» **WHAT TO PRODUCE**: Copy each line of the entries beneath that contains the word "implementing".

[Stored data]
/---
PR #974, opened 2024-12-17
Expose inner builtins (for docs only)

Bromeon:
Not intended to be merged, but doc generation + sharing is handy :slightly_smiling_face:


GodotRust:
API docs are being generated and will be shortly available at: https://godot-rust.github.io/docs/gdext/pr-974

PR #975, opened 2024-12-17
Add required virtual method `IScriptInstance::get_doc_class_name()` in test

Bromeon:
Since this virtual method is **required**, our test implementing the trait won't compile without it.
Conditionally enabled for 4.4+.


GodotRust:
API docs are being generated and will be shortly available at: https://godot-rust.github.io/docs/gdext/pr-975

PR #976, opened 2024-12-17
Codegen can directly expose `Inner*` builtin methods

Bromeon:
Allows generated methods from `extension_api.json` to be directly used in "front-end" APIs such as `GString`, not only the private `InnerString`.

This is currently either-or: those that are marked as _exposed_ will no longer be part of an inner builtin.


GodotRust:
API docs are being generated and will be shortly available at: https://godot-rust.github.io/docs/gdext/pr-976

PR #978, opened 2024-12-17
Provide feature parity for `Vector2i` with Godot

fpdotmonkey:
This implements all remaining functions for Vector2i that Godot has, with a couple intentional exceptions.  float scalar arithmetic won't be added because in Rust one should be explicit about int/float conversions.  The `AXIS_X` and `AXIS_Y` constant also won't be added as they are shared with `Vector2`.

This is a part of the December 2024 gdext Mini Hackathon.


GodotRust:
API docs are being generated and will be shortly available at: https://godot-rust.github.io/docs/gdext/pr-978

Bromeon (approved):

Bromeon:
Thanks!

PR #979, opened 2024-12-17
Flesh out `Callable` functions

lilizoey:


GodotRust:
API docs are being generated and will be shortly available at: https://godot-rust.github.io/docs/gdext/pr-979

Bromeon (approved):
Thanks a lot!

The `_len` functions might be clearer as `_count`, but I'll anyway plan some work on callables, so can change it as part of that.

PR #980, opened 2024-12-17
Add many `GString`/`StringName` methods

Bromeon:
Populates `GString` + `StringName` with the majority of generated methods from Godot.

I made multiple API design choices to make string operations more idiomatic in Rust:
- `Option::None` instead of `-1` for "not found".
- Builder pattern for `split` + `find`, instead of proliferation of `find/findn/rfind/rfindn` and x2 with `_from` index.
- Use `usize` instead of `i64` where integers are unsigned offsets/indices.
- Use `std::ops::RangeBounds` instead of inconsistent `from`, `(from, to)`, `(from, len)` conventions used in Godot.
- Use `char` instead of `i64` when a Unicode code point is required.
- Use `std::cmp::Ordering` when the result is -1, 0 or 1 depending on ordering relation.
- Add a `with_*` overload for rarely used alternatives (`format` + `format_with_placeholder`).
- Rename in case of ambiguity (`match` -> `match_glob`).

Added unit tests for most things.

For the `[natural|file][no]casecmp_to` methods, I currently left the original methods, but technically they could use a builder as well. Might change in the future...


GodotRust:
API docs are being generated and will be shortly available at: https://godot-rust.github.io/docs/gdext/pr-980

lilizoey (commented):
I think it would be nice if we could like have some feature where we can change at least the return value of some auto-generated functions.

Like maybe `is_builtin_method_exposed` could return an `Option<ExposeOptions>` or something, and `ExposeOptions` is an enum with variants like
```rs
enum ExposeOptions {
    Default,
    Ordering, // -1 = Less, 0 = Equal, 1 = Greater
    Option, 
    Usize, 
}
```
Which will have the code attempt to change the return value to that type? idk

maybe at least group the functions somehow for now by which should remain unchanged and which should have their signature modified so we can more easily change it after implementing something like the above.

Otherwise i think this is pretty good.

Bromeon:
So, I added a ton of methods, including several manually redefined ones. See initial post for API design.

PR #989, opened 2024-12-24
Support static functions in `Callable`

### LINKED ISSUE #481: Can't create callables from static methods
Currently there is no way to create a callable (from gdext or gdscript) from a static method of a gdext's class. 

Gdext's Callable has no constructor for static methods ([Callable](https://godot-rust.github.io/docs/gdext/master/godot/builtin/struct.Callable.html)).

Gdscript returns an error when trying to use a callable from a static method:

```gdscript

func _ready():
	Test.static_method()       
	Test.static_method.call()  # Error

```

# MRP
[static_callable.zip](https://github.com/godot-rust/gdext/files/13327885/static_callable.zip)
## Steps
Compile rust code in rust/
Run main.tscn

Bromeon:
Closes #481.

Currently for single-threaded only, might add "sync" version in the future. But this whole topic needs a bit more discussion, because `from_object_method` as well as `Callable::call()`, `Variant::call()`, `Object::call()` all allow cross-thread function calls.

### DIFF
--- a/godot-core/src/builtin/callable.rs
+++ b/godot-core/src/builtin/callable.rs
@@ -8,8 +8,8 @@
 use godot_ffi as sys;
 
 use crate::builtin::{inner, GString, StringName, Variant, VariantArray};
-use crate::classes::Object;
-use crate::meta::{AsArg, CallContext, GodotType, ToGodot};
+use crate::classes;
+use crate::meta::{GodotType, ToGodot};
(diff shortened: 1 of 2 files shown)


GodotRust:
API docs are being generated and will be shortly available at: https://godot-rust.github.io/docs/gdext/pr-989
\---
» **RESULT FOR THIS TASK**:
Since this virtual method is **required**, our test implementing the trait won't compile without it.
maybe at least group the functions somehow for now by which should remain unchanged and which should have their signature modified so we can more easily change it after implementing something like the above.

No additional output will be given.